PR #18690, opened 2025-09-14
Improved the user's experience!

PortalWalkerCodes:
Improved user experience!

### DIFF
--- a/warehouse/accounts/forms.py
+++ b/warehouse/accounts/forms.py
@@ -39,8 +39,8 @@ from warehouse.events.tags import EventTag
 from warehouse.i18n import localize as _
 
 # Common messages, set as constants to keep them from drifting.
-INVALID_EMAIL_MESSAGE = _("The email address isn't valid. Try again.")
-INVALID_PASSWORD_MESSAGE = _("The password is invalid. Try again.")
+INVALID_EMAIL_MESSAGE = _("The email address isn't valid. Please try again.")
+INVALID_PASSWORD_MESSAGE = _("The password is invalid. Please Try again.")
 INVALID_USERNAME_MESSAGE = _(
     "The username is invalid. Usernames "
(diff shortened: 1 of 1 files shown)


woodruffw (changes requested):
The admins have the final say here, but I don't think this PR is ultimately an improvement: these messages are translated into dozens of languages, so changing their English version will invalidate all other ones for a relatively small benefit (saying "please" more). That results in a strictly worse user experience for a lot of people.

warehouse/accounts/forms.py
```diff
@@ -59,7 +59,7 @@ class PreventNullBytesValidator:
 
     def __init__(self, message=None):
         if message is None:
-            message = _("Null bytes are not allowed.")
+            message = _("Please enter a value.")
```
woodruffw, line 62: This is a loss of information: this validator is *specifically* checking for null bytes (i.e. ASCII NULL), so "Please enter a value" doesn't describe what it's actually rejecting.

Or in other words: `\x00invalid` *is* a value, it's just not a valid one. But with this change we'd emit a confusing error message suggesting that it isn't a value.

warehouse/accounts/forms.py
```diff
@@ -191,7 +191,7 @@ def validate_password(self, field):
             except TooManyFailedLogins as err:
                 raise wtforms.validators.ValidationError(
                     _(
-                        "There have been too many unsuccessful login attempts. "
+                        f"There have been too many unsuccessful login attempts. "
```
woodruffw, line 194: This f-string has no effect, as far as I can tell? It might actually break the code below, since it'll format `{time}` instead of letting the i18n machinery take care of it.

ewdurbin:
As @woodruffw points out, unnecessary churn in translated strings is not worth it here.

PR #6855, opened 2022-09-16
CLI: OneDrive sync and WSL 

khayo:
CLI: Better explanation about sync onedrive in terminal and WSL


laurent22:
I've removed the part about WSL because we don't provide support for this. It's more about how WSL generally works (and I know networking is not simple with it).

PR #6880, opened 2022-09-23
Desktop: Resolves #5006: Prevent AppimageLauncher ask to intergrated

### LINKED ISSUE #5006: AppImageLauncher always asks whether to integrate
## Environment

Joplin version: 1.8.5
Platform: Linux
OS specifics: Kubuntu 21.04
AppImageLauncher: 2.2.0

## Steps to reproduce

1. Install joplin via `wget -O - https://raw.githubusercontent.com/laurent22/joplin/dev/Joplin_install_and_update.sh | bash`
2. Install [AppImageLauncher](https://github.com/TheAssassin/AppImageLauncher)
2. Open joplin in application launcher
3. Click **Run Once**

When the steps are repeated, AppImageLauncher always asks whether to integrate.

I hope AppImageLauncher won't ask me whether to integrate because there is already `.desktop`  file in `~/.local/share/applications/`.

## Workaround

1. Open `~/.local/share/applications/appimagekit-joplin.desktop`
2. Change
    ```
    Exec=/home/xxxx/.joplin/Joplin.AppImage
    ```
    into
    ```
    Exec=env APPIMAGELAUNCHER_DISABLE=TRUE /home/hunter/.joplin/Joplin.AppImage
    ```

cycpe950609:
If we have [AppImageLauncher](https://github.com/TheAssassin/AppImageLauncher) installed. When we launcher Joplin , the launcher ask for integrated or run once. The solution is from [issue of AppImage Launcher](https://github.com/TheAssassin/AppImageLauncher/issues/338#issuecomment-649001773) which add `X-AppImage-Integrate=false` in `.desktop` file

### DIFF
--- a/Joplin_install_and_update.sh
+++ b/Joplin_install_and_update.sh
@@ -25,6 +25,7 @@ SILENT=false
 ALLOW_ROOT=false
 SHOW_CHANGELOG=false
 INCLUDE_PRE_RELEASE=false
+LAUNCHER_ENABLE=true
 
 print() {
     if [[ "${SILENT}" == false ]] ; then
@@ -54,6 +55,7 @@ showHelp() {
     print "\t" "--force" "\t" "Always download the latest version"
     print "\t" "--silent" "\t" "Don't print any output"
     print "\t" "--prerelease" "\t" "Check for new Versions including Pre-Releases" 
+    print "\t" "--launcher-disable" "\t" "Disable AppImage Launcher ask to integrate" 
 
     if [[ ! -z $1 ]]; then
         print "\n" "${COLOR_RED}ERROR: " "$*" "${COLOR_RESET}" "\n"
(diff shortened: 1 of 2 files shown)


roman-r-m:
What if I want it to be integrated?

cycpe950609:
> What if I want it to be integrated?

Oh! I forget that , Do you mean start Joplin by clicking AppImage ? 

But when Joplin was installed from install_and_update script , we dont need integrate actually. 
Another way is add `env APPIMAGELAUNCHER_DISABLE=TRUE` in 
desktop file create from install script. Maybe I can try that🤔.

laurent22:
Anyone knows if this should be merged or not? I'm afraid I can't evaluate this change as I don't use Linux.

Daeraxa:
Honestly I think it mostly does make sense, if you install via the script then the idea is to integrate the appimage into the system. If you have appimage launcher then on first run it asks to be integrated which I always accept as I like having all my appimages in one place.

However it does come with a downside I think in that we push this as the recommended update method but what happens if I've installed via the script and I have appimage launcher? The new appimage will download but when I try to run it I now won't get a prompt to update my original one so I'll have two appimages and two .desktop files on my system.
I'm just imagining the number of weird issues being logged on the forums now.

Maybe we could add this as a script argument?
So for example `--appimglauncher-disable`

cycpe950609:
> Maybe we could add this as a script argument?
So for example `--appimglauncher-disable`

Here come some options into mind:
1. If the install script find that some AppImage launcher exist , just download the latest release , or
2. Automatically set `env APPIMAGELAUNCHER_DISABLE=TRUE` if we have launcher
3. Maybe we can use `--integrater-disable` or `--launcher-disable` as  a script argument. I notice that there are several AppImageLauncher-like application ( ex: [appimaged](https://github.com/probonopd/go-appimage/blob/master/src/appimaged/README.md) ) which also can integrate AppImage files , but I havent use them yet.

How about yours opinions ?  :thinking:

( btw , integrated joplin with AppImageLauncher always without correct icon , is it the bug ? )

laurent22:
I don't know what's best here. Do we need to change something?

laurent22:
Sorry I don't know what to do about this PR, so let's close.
◆ ◆ ◆ ◆ ◆ ◆ ◆
WHAT YOU HAVE TO DO
Among the records above, a stretch begins at the line containing "desktop file create" and ends at the line containing "2. Automatically set". Restate that stretch word for word, and nothing else.

YOUR RESPONSE
desktop file create from install script. Maybe I can try that🤔.

laurent22:
Anyone knows if this should be merged or not? I'm afraid I can't evaluate this change as I don't use Linux.

Daeraxa:
Honestly I think it mostly does make sense, if you install via the script then the idea is to integrate the appimage into the system. If you have appimage launcher then on first run it asks to be integrated which I always accept as I like having all my appimages in one place.

However it does come with a downside I think in that we push this as the recommended update method but what happens if I've installed via the script and I have appimage launcher? The new appimage will download but when I try to run it I now won't get a prompt to update my original one so I'll have two appimages and two .desktop files on my system.
I'm just imagining the number of weird issues being logged on the forums now.

Maybe we could add this as a script argument?
So for example `--appimglauncher-disable`

cycpe950609:
> Maybe we could add this as a script argument?
So for example `--appimglauncher-disable`

Here come some options into mind:
1. If the install script find that some AppImage launcher exist , just download the latest release , or
2. Automatically set `env APPIMAGELAUNCHER_DISABLE=TRUE` if we have launcher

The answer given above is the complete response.